Data items

────

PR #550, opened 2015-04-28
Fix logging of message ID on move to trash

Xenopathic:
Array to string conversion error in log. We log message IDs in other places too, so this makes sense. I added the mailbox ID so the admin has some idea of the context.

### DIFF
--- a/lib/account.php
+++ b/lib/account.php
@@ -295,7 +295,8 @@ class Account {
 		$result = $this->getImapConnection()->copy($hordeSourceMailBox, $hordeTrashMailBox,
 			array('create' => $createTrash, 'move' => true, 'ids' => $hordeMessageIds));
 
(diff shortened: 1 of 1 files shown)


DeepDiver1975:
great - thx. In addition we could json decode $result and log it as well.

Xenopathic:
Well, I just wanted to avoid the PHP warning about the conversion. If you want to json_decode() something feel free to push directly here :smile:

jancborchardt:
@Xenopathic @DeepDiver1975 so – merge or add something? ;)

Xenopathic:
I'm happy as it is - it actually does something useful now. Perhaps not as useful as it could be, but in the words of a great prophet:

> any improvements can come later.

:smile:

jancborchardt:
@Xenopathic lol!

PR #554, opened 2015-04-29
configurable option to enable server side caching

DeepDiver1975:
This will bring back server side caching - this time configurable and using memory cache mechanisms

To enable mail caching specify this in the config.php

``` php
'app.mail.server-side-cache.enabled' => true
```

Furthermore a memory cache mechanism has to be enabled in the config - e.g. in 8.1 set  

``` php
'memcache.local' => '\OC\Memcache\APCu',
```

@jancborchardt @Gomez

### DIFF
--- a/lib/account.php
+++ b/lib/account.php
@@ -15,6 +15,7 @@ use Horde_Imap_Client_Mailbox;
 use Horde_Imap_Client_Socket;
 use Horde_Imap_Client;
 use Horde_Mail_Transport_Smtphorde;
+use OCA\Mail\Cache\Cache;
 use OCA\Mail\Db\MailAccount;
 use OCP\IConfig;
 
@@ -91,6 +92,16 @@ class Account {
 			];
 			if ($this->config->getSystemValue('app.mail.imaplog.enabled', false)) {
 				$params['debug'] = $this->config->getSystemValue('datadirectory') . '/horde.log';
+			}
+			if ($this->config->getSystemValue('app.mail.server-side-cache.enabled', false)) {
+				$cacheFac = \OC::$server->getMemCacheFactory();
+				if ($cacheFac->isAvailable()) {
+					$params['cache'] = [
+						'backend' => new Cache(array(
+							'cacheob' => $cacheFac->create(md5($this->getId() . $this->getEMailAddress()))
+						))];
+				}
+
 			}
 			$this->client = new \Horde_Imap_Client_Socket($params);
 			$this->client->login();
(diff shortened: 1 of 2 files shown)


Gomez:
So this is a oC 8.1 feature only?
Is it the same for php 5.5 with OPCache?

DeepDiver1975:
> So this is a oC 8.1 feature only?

────

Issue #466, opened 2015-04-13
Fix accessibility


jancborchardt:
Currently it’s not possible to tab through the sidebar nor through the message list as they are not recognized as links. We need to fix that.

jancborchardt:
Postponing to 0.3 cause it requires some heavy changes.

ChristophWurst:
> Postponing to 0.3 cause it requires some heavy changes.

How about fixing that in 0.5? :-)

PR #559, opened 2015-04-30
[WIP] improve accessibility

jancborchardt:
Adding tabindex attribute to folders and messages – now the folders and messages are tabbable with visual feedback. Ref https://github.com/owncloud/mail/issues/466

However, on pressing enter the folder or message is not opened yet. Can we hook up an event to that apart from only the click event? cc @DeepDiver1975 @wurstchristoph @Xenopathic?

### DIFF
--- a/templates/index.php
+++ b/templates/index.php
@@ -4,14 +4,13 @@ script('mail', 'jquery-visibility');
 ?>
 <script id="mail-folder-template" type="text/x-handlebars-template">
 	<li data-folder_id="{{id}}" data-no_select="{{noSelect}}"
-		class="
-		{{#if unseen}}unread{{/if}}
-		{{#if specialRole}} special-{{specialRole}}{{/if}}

────

- _INSTRUCTIONS FOR THE TASK_: Please find how many lines of the entries above include the string "cacheFac", giving the number and nothing else.

- _OUTPUT OF THE TASK_: 3